[Exercise objective]: A word-for-word reproduction of the listing is required.

[The data Boundary: Start]

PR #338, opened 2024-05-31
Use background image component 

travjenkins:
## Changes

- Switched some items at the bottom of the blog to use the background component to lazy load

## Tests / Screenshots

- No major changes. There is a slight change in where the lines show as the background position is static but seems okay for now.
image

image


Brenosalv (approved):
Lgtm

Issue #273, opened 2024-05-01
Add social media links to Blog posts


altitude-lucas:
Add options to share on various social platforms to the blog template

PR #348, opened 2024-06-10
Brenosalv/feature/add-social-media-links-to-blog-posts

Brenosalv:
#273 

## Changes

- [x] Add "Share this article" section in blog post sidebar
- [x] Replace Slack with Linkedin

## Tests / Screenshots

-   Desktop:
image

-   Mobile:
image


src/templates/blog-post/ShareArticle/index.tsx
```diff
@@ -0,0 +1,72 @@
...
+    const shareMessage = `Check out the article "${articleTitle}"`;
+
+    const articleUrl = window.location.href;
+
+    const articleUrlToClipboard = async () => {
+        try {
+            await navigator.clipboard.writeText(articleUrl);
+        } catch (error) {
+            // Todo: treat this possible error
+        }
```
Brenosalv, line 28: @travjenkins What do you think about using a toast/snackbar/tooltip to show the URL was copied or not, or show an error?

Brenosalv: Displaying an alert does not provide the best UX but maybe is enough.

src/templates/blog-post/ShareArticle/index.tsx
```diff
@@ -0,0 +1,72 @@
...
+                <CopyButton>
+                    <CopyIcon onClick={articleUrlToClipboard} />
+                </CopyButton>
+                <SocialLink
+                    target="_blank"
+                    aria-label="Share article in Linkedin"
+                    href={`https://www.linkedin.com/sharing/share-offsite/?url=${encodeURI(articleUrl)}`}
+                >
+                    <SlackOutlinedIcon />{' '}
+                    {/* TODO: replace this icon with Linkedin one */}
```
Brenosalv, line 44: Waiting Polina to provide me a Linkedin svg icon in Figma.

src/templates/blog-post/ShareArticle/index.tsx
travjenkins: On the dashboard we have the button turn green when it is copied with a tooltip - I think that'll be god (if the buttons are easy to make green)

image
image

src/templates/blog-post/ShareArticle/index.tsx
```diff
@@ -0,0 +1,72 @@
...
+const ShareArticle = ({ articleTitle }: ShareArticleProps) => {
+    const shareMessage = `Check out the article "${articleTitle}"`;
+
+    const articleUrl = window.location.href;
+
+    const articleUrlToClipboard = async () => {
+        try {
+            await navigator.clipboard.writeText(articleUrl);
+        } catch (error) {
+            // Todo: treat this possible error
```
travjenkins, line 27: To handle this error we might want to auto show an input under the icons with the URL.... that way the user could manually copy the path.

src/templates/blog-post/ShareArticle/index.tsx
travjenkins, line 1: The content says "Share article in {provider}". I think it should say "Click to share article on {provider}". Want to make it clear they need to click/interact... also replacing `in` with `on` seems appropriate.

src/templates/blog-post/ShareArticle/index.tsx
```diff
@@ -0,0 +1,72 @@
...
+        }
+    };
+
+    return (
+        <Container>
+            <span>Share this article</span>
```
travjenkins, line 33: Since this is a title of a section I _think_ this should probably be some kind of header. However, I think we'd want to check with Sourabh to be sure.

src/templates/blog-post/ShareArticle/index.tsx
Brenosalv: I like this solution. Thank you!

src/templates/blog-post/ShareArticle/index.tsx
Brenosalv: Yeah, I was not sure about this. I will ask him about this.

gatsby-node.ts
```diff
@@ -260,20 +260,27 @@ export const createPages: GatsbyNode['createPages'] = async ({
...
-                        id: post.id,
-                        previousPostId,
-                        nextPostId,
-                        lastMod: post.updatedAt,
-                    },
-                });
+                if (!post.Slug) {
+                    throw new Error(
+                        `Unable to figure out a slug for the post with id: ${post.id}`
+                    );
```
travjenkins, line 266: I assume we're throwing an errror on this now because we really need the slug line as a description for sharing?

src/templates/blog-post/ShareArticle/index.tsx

[The data Boundary: End]

[Task answer]:
PR #338, opened 2024-05-31
Use background image component 

travjenkins:
## Changes

- Switched some items at the bottom of the blog to use the background component to lazy load

## Tests / Screenshots

- No major changes. There is a slight change in where the lines show as the background position is static but seems okay for now.
image

image


Brenosalv (approved):
Lgtm

Issue #273, opened 2024-05-01
Add social media links to Blog posts


altitude-lucas:
Add options to share on various social platforms to the blog template

PR #348, opened 2024-06-10
Brenosalv/feature/add-social-media-links-to-blog-posts

Brenosalv:
#273 

## Changes

- [x] Add "Share this article" section in blog post sidebar
- [x] Replace Slack with Linkedin

## Tests / Screenshots

-   Desktop:
image

-   Mobile:
image


src/templates/blog-post/ShareArticle/index.tsx
```diff
@@ -0,0 +1,72 @@
...
+    const shareMessage = `Check out the article "${articleTitle}"`;
+
+    const articleUrl = window.location.href;
+
+    const articleUrlToClipboard = async () => {
+        try {
+            await navigator.clipboard.writeText(articleUrl);
+        } catch (error) {
+            // Todo: treat this possible error
+        }
```
Brenosalv, line 28: @travjenkins What do you think about using a toast/snackbar/tooltip to show the URL was copied or not, or show an error?

Brenosalv: Displaying an alert does not provide the best UX but maybe is enough.

src/templates/blog-post/ShareArticle/index.tsx
```diff
@@ -0,0 +1,72 @@
...
+                <CopyButton>
+                    <CopyIcon onClick={articleUrlToClipboard} />
+                </CopyButton>
+                <SocialLink
+                    target="_blank"
+                    aria-label="Share article in Linkedin"
+                    href={`https://www.linkedin.com/sharing/share-offsite/?url=${encodeURI(articleUrl)}`}
+                >
+                    <SlackOutlinedIcon />{' '}
+                    {/* TODO: replace this icon with Linkedin one */}
```
Brenosalv, line 44: Waiting Polina to provide me a Linkedin svg icon in Figma.

src/templates/blog-post/ShareArticle/index.tsx
travjenkins: On the dashboard we have the button turn green when it is copied with a tooltip - I think that'll be god (if the buttons are easy to make green)

image
image

src/templates/blog-post/ShareArticle/index.tsx
```diff
@@ -0,0 +1,72 @@
...
+const ShareArticle = ({ articleTitle }: ShareArticleProps) => {
+    const shareMessage = `Check out the article "${articleTitle}"`;
+
+    const articleUrl = window.location.href;
+
+    const articleUrlToClipboard = async () => {
+        try {
+            await navigator.clipboard.writeText(articleUrl);
+        } catch (error) {
+            // Todo: treat this possible error
```
travjenkins, line 27: To handle this error we might want to auto show an input under the icons with the URL.... that way the user could manually copy the path.

src/templates/blog-post/ShareArticle/index.tsx
travjenkins, line 1: The content says "Share article in {provider}". I think it should say "Click to share article on {provider}". Want to make it clear they need to click/interact... also replacing `in` with `on` seems appropriate.

src/templates/blog-post/ShareArticle/index.tsx
```diff
@@ -0,0 +1,72 @@
...
+        }
+    };
+
+    return (
+        <Container>
+            <span>Share this article</span>
```
travjenkins, line 33: Since this is a title of a section I _think_ this should probably be some kind of header. However, I think we'd want to check with Sourabh to be sure.

src/templates/blog-post/ShareArticle/index.tsx
Brenosalv: I like this solution. Thank you!

src/templates/blog-post/ShareArticle/index.tsx
Brenosalv: Yeah, I was not sure about this. I will ask him about this.

gatsby-node.ts
```diff
@@ -260,20 +260,27 @@ export const createPages: GatsbyNode['createPages'] = async ({
...
-                        id: post.id,
-                        previousPostId,
-                        nextPostId,
-                        lastMod: post.updatedAt,
-                    },
-                });
+                if (!post.Slug) {
+                    throw new Error(
+                        `Unable to figure out a slug for the post with id: ${post.id}`
+                    );
```
travjenkins, line 266: I assume we're throwing an errror on this now because we really need the slug line as a description for sharing?

src/templates/blog-post/ShareArticle/index.tsx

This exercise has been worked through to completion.